As no line class exist in the Standard library, we've to define one ourselves, but the interesting thing is that we can keep it empty as shown below, with full working code:
#include <iostream>
#include <algorithm>
#include <iterator>
#include <string>
struct line {}; //Interesting part!
std::istream& operator >>(std::istream & in, line &)
{
std::string s;
return std::getline(in, s);
}
int main() {
std::istream_iterator<line> begin(std::cin), end;
size_t count = std::distance(begin, end);
std::cout << count << std::endl;
return 0;
}
Yes, along with line, you've to define operator>> for line as well. It is used by std::istream_terator<line> class.
Demo : http://www.ideone.com/iKPA6

How to read and write a STL C++ string?

#include<string>
...
string in;
//How do I store a string from stdin to in?
//
//gets(in) - 16 cannot convert `std::string' to `char*' for argument `1' to
//char* gets (char*)'
//
//scanf("%s",in) also gives some weird error
Similarly, how do I write out in to stdout or to a file??
You are trying to mix C style I/O with C++ types. When using C++ you should use the std::cin and std::cout streams for console input and output.
#include <string>
#include <iostream>
...
std::string in;
std::string out("hello world");
std::cin >> in;
std::cout << out;
But when reading a string std::cin stops reading as soon as it encounters a space or new line. You may want to use std::getline to get a entire line of input from the console.

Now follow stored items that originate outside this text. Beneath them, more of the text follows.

Issue #7822, opened 2024-09-15
[FEATURE] Define `payload` for full screen IDE


HNOONa-0:
We can create an initial payload for full screen ide starting with `preferredLanguage` of the user and `acceptedLangauges`.

PR #7821, opened 2024-09-15
Add theme toggle button

HNOONa-0:
# Description

I have added `theme` variable to grader store that way grader components can listen to changes made on it. I have added functions that load the `stylesheet` based on theme:

https://github.com/user-attachments/assets/5cfe9129-45fe-4627-9027-9fe467a4488c

Fixes: #7820

# Comments
I think I will undo slot change that we included in https://github.com/omegaup/omegaup/pull/7799 for two reasons:
1- I cant consistently find if the editor is full screen or not. For example, in this picture we can see that a slot value exists but it returns `undefined`, so I can decide if the editor is full screen or not based on slot value
Screenshot from 2024-09-14 22-59-36
2- I would like to add default values for `problem` prop for example. If we keep the slot, we have to include the same default values at multiple different components which is redundant.
# Checklist:

- [x] The code follows the [coding guidelines](https://github.com/omegaup/omegaup/wiki/Coding-guidelines) of omegaUp.
- [x] The tests were executed and all of them passed.
- [ ] If you are creating a feature, the new tests were added.

PR #7830, opened 2024-09-18
Initial payload definition for full IDE

HNOONa-0:
# Description

I defined a new payload that have only two attributes. The first is `acceptedLanguages` and the second is `preferredLanguage`. The IDE renders with those two properties.

Fixes: #7822

# Comments

The line count is high from the other PR. This PR should be merged first https://github.com/omegaup/omegaup/pull/7821

# Checklist:


HNOONa-0:
The lint removed my definition for the payload, is that normal?

frontend/server/src/Controllers/Grader.php
```diff
@@ -25,19 +26,27 @@ public static function apiStatus(\OmegaUp\Request $r): array {
...
-     * @psalm-return array{templateProperties: array{title: \OmegaUp\TranslationString, fullWidth?: bool, hideFooterAndHeader?: bool, payload: array<string, mixed>}, entrypoint: string, inContest?: bool, navbarSection?: string}
+     * @return array{templateProperties: array{payload: FullIDEPayload, title: \OmegaUp\TranslationString, fullWidth?: bool, hideFooterAndHeader?: bool}, entrypoint: string}
+     * @omegaup-request-param null|string $auth_token
     */
     public static function getGraderForTypeScript(
         \OmegaUp\Request $r
     ): array {
+        $preferredLanguage = \OmegaUp\DAO\Users::getPreferredLanguage(
+            \OmegaUp\Controllers\Session::getCurrentSession()['user']->user_id ?? null
+        );
```
pabo99, line 37: Okay, we have a more sophisticated way to get the preferred language for a user/identity:
```suggestion
        try {
            $r->ensureIdentity();
        } catch (\OmegaUp\Exceptions\UnauthorizedException $_) {
            // Do nothing. Not logged user can access here
            $r->identity = null;
        }

        $preferredLanguage = \OmegaUp\Controllers\Identity::getPreferredLanguage(
            $r->identity,
            $r
        );
```

In the first part, it ensures an identity exists, but it’s not required to have an open session. So, the `catch` part allows Not-logged users to access the ephemeral grader page.

As you can see, in the second part we have the function `Identity::getPreferredLanguage` that receives two parameters:

- `$request`: If the request contains the parameter `lang` (meaning the language is provided via URL) it becomes the preferred language.  
- `$identity`: This parameter is useful for getting the language that the user selected in their profile settings

pabo99 (commented):
Just one suggestion.

pabo99:
One last thing: It contains changes from different branches. You need to update your branch to display only the changes related to the payload.

frontend/server/src/Controllers/Grader.php
HNOONa-0: Yes I noticed that function but I think this function returns a spoken language not a programming language, right?

pabo99: Apologies. You're right. It's kind of difficult when we use the same term for different things. 

Maybe in the future we need to rename "language" to "programming language" (I think we already use it in some places).

Regarding the suggestion, you can obtain the `user_id` in a different way, avoiding access to the current session:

std::getline(std::cin, in);
You use the same methods with a file (when dealing with non binary data).
std::ofstream ofs("myfile.txt");
ofs << myString;
There are many way to read text from stdin into a std::string. The thing about std::strings though is that they grow as needed, which in turn means they reallocate. Internally a std::string has a pointer to a fixed-length buffer. When the buffer is full and you request to add one or more character onto it, the std::string object will create a new, larger buffer instead of the old one and move all the text to the new buffer.

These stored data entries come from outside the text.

PR #9484, opened 2026-03-09
Replace ended contest banner with global notification

### LINKED ISSUE #9370: Global Notifications: Add optional closable property to toast component
Description
Currently, the global notification toast component always displays a close (dismiss) icon, allowing users to manually dismiss notifications.

However, in some scenarios, we need notifications to remain visible without providing a dismiss option.

Expected Behavior
The toast component should support an optional property (e.g., `closable` or `dismissible`) that determines whether the notification can be closed.

- By default, the toast should remain closable (to preserve existing behavior).
- When `closable = false`, the close icon should be hidden and the user should not be able to dismiss the notification manually.

Additional Notes
This change will allow better control over notification visibility and will be useful for system-critical messages.

Image

vidhannnn:
## Description
'Fixes #9370 
This change replaces the yellow banner shown when a contest ends with a global notification.

When the contest is finished (isContestFinished), a notification appears informing users that the contest has ended and that they can continue submitting solutions in Practice Mode.

## Changes
- Removed the banner displayed after contest ends.
- Added a global notification using ui.notifications.

## Testing
Open a finished contest and verify that the notification appears instead of the banner.

### DIFF
--- a/frontend/www/js/omegaup/components/arena/Contest.vue
+++ b/frontend/www/js/omegaup/components/arena/Contest.vue
@@ -33,9 +33,11 @@
         </a>
       </template>
       <template #clock>
+      <!--
         <div v-if="isContestFinished" class="alert alert-warning" role="alert">
           <a :href="urlPractice">{{ T.arenaContestEndedUsePractice }}</a>
         </div>
+        -->
         <omegaup-countdown
           v-show="!isContestStarted"
           :countdown-format="omegaup.CountdownFormat.ContestHasNotStarted"
@@ -309,8 +311,19 @@ export default class ArenaContest extends Vue {
   @Prop({ default: null }) blockedMessage!: string | null;
 
   T = T;
-  ui = ui;
-  omegaup = omegaup;
+ui = ui;
+omegaup = omegaup;
+
+mounted(): void {
+  if (this.isContestFinished) {
+    ui.notifications.add({
+      message: this.T.arenaContestEndedUsePractice,
+      type: 'info',
+    });
+  }
+}
+    }
+  
   AdmissionMode = AdmissionMode;
   PopupDisplayed = PopupDisplayed;
   ContestClarificationType = ContestClarificationType;


vidhannnn:
Hi! This PR implements the change described in #9370.
All checks are passing. Please review when possible. Thanks!

vidhannnn:
Hi @pabo99 

This PR implements the change described in #9370 by replacing the ended contest banner with a global notification.

All checks are passing on my side. Could you please review it when you have a moment?

Thank you!

frontend/www/js/omegaup/components/arena/Contest.vue
```diff
@@ -33,9 +33,11 @@
         </a>
       </template>
       <template #clock>
+      <!--
```
pabo99, line 36: If this code is no longer going to be used, could you remove it?

frontend/www/js/omegaup/components/arena/Contest.vue
```diff
@@ -309,8 +311,19 @@ export default class ArenaContest extends Vue {
   @Prop({ default: null }) blockedMessage!: string | null;
 
   T = T;
-  ui = ui;
-  omegaup = omegaup;
+ui = ui;
+omegaup = omegaup;
+
+mounted(): void {
```
pabo99, line 317: At omegaUp, we prefer to avoid using `mounted()` unless it’s necessary to interact directly with the DOM or initialize a third-party library. To display a notification when the contest ends, it’s better to use a watcher on the reactive property that indicates the contest state (`isContestFinished`). This ensures the notification appears both when the component loads and if the state changes dynamically, keeping the code cleaner and more reactive.

pabo99 (commented):
I left a couple of suggestions so we can approve this PR. Also, you’ll need to run `./stuff/lint.sh` outside the container but inside the WSL instance to fix the errors shown by GitHub Actions.

Additionally, if you can fix the image, because the one you uploaded to the PR description isn’t visible.

pabo99:
I just noticed you pushed your changes directly to the main branch. If possible, please create a new PR from a branch other than main. For reference, you can follow the steps on how to create a PR in the following link:

[frontend/www/docs/How-to-Make-a-Pull-Request.md](https://github.com/omegaup/omegaup/blob/main/frontend/www/docs/How-to-Make-a-Pull-Request.md)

All this to say that if you know the length of text you are about to read beforehand then you can improve performance by avoiding these reallocations.
#include <iostream>
#include <string>
#include <streambuf>
using namespace std;
// ...
// if you don't know the length of string ahead of time:
string in(istreambuf_iterator<char>(cin), istreambuf_iterator<char>());
// if you do know the length of string:
in.reserve(TEXT_LENGTH);
in.assign(istreambuf_iterator<char>(cin), istreambuf_iterator<char>());
// alternatively (include <algorithm> for this):
copy(istreambuf_iterator<char>(cin), istreambuf_iterator<char>(),
back_inserter(in));
All of the above will copy all text found in stdin, untill end-of-file. If you only want a single line, use std::getline():
#include <string>
#include <iostream>
// ...
string in;
while( getline(cin, in) ) {
// ...
}
If you want a single character, use std::istream::get():
#include <iostream>
// ...
char ch;
while( cin.get(ch) ) {
// ...
}
C++ strings must be read and written using >> and << operators and other C++ equivalents. However, if you want to use scanf as in C, you can always read a string the C++ way and use sscanf with it:
std::string s;
std::getline(cin, s);
sscanf(s.c_str(), "%i%i%c", ...);
The easiest way to output a string is with:
s = "string...";
cout << s;
But printf will work too:
[fixed printf]
printf("%s", s.c_str());
The method c_str() returns a pointer to a null-terminated ASCII string, which can be used by all standard C functions.